HI 01005.020 Group Payer Arrangements
The policies and procedures set forth in HI 01001.230 ff. apply to organizations which wish to pay premiums on behalf of Premium-HI enrollees. Existing SMI premium group payers must notify CMS if they wish to include Part A enrollees under their arrangements. Since they have already met the basic requirements for establishing a group payer arrangement, there is no need for them to represent a substantial number of Part A enrollees. (See HI 01001.240 C.)
Organizations which are initially requesting establishment of a group payer arrangement (whether for SMI premiums only, HI premiums only, or both) must meet the requirements of HI 01001.230 with respect to the total enrollees for whom they are paying. That is, a substantial number of either Part A or Part B enrollees will be required. In addition, they will complete an arrangement form which spells out their premium payment responsibilities.
Group payers are required to report Part A enrollees separately from Part B enrollees to simplify recordkeeping. To clarify this reporting, a separate group agency code is assigned for each type of premium payment.

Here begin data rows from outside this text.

PR #873, opened 2025-05-09
feat: add table prefix argument to OrderClause method on QueryContext

PThorpe92:
This PR fixes cases where the client does not add `order_by` & `order` to the query string. Previously, we would fall back to `created_at desc`, which is at least on 99% of our tables. However this is problematic for queries with multiple joins, that fallback becomes an ambiguous argument to the query and can fail.

This adds the `fallbackPrefix` argument to `queryContext.OrderClause()`, so the caller can specify _which_ table they would like it to reference.

e.g.
```sql
select users.*, e.* from users join enrollments e on u.id = e.user_id
```
or:
```go
tx := db.Model(&models.User{}).Select("users.*, e.*).Joins("enrollments e on e.user_id = users.id")
```

Now the caller can provide:
```go
tx = tx.Order(args.OrderClause("e")).Find(&result)
```

and it will default to using the enrollments `created_at` field if the query context doesn't contain an OrderBy.

### DIFF
--- a/backend/src/database/events_attendance.go
+++ b/backend/src/database/events_attendance.go
@@ -108,7 +108,7 @@ func (db *DB) GetEnrollmentsWithAttendanceForEvent(qryCtx *models.QueryContext, 
 	finalQuery := selectClause + baseQuery
 
 	if slices.Contains([]string{"name_first", "name_last"}, qryCtx.OrderBy) {
-		finalQuery += " ORDER BY " + qryCtx.OrderClause()
+		finalQuery += " ORDER BY " + qryCtx.OrderClause("e")
 	} else {
 		finalQuery += " ORDER BY e.id ASC"
 	}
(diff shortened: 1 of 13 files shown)


backend/src/database/events_attendance.go
jtucholski, line 1: @PThorpe92 Do we need to add this for `GetAttendees` too? I don't see that function call anywhere else.

jtucholski (approved):

backend/src/database/users.go
```diff
@@ -35,7 +35,7 @@ func (db *DB) GetCurrentUsers(args *models.QueryContext, role string) ([]models.
 		return nil, newGetRecordsDBError(err, "users")
 	}
 	users := make([]models.User, 0, args.PerPage)
-	if err := tx.Order(adjustUserOrderBy(args.OrderClause())).
+	if err := tx.Order(adjustUserOrderBy(args.OrderClause(""))).
```
corypride, line 38: Why not users here?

Currently, SMI group payers are assigned three position reporting codes beginning with the letters A, B, J, or K and followed by two digits, e.g., A14, A32, B03, J81, K55, K36 (see HI 01005.809). Part A group payers other than States (see HI 01005.025) are assigned three position reporting codes beginning with X, and two digits. Consistency is maintained between Part A and Part B group codes as follows:
An agency maintains the same digit identifiers in each code. For example, agency A15 upon notifying SSA that it is going to pay Part A premiums would be assigned an HI agency code of X15; agency J80 would be assigned HI agency code X80; agency K36 would be assigned HI agency code X36; B03 would be assigned agency code X03.